To build a time series forecasting model, we need to have a variable that we want to forecast, indexed by a specific date. Before fitting the model, the input data is adjusted to the format required by the model fitting function. This results in superior performance compared to using the data as is.

The most important aspect of this is the handling of anomalies. Because, by definition, anomalies are not predictable, they can bias forecasts and inflate the estimated variance. To account for this, the prediction intervals are wider than they would be otherwise.

Trend Modelling

Our forecasting model uses a piecewise linear approach to capture changes in the underlying trend of the time series. This method involves analyzing how the data changes over time and identifying points where the trend shifts. The model then fits a linear regression to each segment, resulting in a more precise forecast.

Seasonality Modelling

The model uses the Fourier series to capture seasonal patterns in the data. This involves identifying the main seasonal periods in the data (e.g., weekly, monthly, yearly) and fitting a series of sinusoidal functions to capture those patterns. By doing this, the model makes more accurate predictions about how the data will change over time.

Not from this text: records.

PR #569, opened 2025-07-01
feat: add Open Now button to locator

Fondryext:
This PR adds the ability to add an 'Open Now' button to the
Locator component. If enabled, and if clicked, a filter is
applied to only show the currently open results.

To accomplish this, a new component atom, toggle, has also been added. For now it has
no props, and always uses the secondary color when toggled.
J=WAT-4908
TEST=manual

Ran in interactive dev mode and saw all expected behavior.
Reference the Jam video
https://jam.dev/c/bb97c575-2e20-4d9e-83c0-0e9594e584c0

### DIFF
--- a/packages/visual-editor/package.json
+++ b/packages/visual-editor/package.json
@@ -77,7 +77,6 @@
     "lucide-react": "^0.414.0",
     "lz-string": "1.5.0",
     "next-themes": "^0.3.0",
-    "pack": "^2.2.0",
     "picocolors": "^1.0.1",
     "prompts": "^2.4.2",
     "pure-react-carousel": "^1.32.0",
--- a/packages/visual-editor/package.json
+++ b/packages/visual-editor/package.json
@@ -66,6 +66,7 @@
     "@radix-ui/react-separator": "^1.1.7",
     "@radix-ui/react-slot": "^1.1.0",
     "@radix-ui/react-switch": "^1.1.0",
+    "@radix-ui/react-toggle": "^1.1.9",
     "@radix-ui/react-tooltip": "^1.1.2",
     "@tanstack/react-query": "^5.71.5",
     "class-variance-authority": "^0.7.0",
@@ -76,6 +77,7 @@
     "lucide-react": "^0.414.0",
     "lz-string": "1.5.0",
     "next-themes": "^0.3.0",
+    "pack": "^2.2.0",
     "picocolors": "^1.0.1",
     "prompts": "^2.4.2",
     "pure-react-carousel": "^1.32.0",
@@ -141,8 +143,8 @@
   },
   "peerDependencies": {
     "@yext/pages-components": "^1.1.4",
-    "@yext/search-headless-react": "^2.5.2",
-    "@yext/search-ui-react": "^1.8.13",
+    "@yext/search-headless-react": "^2.5.3",
+    "@yext/search-ui-react": "^1.8.15",
     "mapbox-gl": "^2.9.2",
     "react": "^17.0.2 || ^18.2.0",
     "react-dom": "^17.0.2 || ^18.2.0"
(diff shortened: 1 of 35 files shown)


packages/visual-editor/src/components/Locator.tsx
```diff
@@ -47,14 +50,17 @@ import {
 import { MapPinIcon } from "./MapPinIcon.js";
 import { FaAngleRight } from "react-icons/fa";
 import { formatPhoneNumber } from "./atoms/phone.js";
+import { YextField } from "../editor";
```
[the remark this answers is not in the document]
Fondryext: oops auto import got me

packages/visual-editor/src/components/Locator.tsx
```diff
@@ -305,6 +320,41 @@ const LocatorInternal: React.FC<LocatorProps> = (props) => {
...
+  const handleOpenNowClick = (selected: boolean) => {
+    searchActions.setFilterOption({
+      filter: {
+        kind: "fieldValue",
+        fieldId: HOURS_FIELD,
+        matcher: Matcher.OpenAt,
+        value: "now",
+      },
+      selected,
+      displayName: "Open Now",
```
benlife5, line 333: Not sure what this is used for, but might need a translation?

packages/visual-editor/src/components/atoms/toggle.tsx
```diff
@@ -0,0 +1,26 @@
...
+import * as TogglePrimitive from "@radix-ui/react-toggle";
+import { themeManagerCn } from "@yext/visual-editor";
+
+function Toggle({
+  className,
+  ...props
+}: React.ComponentProps<typeof TogglePrimitive.Root>) {
+  return (
+    <TogglePrimitive.Root
+      data-slot="toggle"
```
benlife5, line 13: probably want to respect textTransform too, unfortunately it can't be set via tailwind
```
        style={{
          // @ts-expect-error ts(2322) the css variable here resolves to a valid enum value
          textTransform: "var(--textTransform-button-textTransform)",
        }}
```

packages/visual-editor/src/components/Locator.tsx
```diff
@@ -89,6 +94,16 @@ const locatorFields: Fields<LocatorProps> = {
       },
     ],
   }),
+  openNowButton: YextField(
+    msg("fields.options.includeOpenNow", "Include Open Now Button"),
+    {
+      type: "radio",
+      options: [
+        { label: msg("yes", "Yes"), value: true },
```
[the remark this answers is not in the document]
Fondryext: Oh, gotcha! I did it like this because the same lines are in NearbyLocations and DefaultThemeConfig. Would you like me to update those as well, or are they different for some other reason?

packages/visual-editor/package.json
```diff
@@ -76,6 +77,7 @@
     "lucide-react": "^0.414.0",
     "lz-string": "1.5.0",
     "next-themes": "^0.3.0",
+    "pack": "^2.2.0",
```
benlife5, line 80: Where does pack get used?

packages/visual-editor/src/components/atoms/toggle.tsx
Fondryext: Thanks!

packages/visual-editor/src/components/Locator.tsx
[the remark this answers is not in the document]
Fondryext: Done!

packages/visual-editor/package.json
Fondryext: That's really odd, I have no recollection of adding this. Maybe I ran something wrong with pack while testing. Removed!

asanehisa (approved):

benlife5 (approved):

asanehisa (changes requested):
Btw we do have migrations code for adding new fields to components.
See https://github.com/yext/visual-editor/tree/main/packages/visual-editor/src/components/migrations

edit: oops didn't mean to make this block the PR
Just a btw without adding migrations, the value for openNowButton is "undefined" for existing users. Default props would only apply for new Locators. (well I guess u guys didn't set any defaultProps)

asanehisa (approved):

benlife5:
Seems like you can't add a scope and use it in the same PR, I've removed the scope for now but it will be usable going forward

In the case of daily granularity, weekly seasonality is enabled if there are at least two weeks' worth of data points. Yearly seasonality is enabled for the following time spans:

Minimum time series span for types of seasonalities for yearly seasonality

Time Series Granularity	Minimum time series range (in days)
Daily	729
Weekly	722
Monthly	699

Forecast

Once the model is trained, it can be used to forecast future values of the time series. The model generates a point forecast for each future time point, as well as upper and lower bounds for the uncertainty intervals. This allows users to see how the data is likely to change over time and how certain the model is about those predictions.

The model is designed to generate uncertainty intervals around its point forecasts. It does this using a Bayesian framework, which is a mathematical technique that allows the model to estimate how certain it is about its predictions. The uncertainty intervals give users an idea of how much variation there might be in the data and how confident the model is about its forecasts.

The main forecast line is the point forecast generated by the time series forecasting model, which provides the best estimate of future values based on historical data. The upper and lower forecasted values correspond to the confidence interval around the point forecast and are set at an 80% confidence level. The confidence interval represents the range within which the true future value is expected to fall with an 80% probability.

The width of the confidence interval may vary based on the forecasted period, which is determined by the model's time horizon. As the forecast horizon increases, the uncertainty around the forecast may increase, resulting in wider confidence intervals.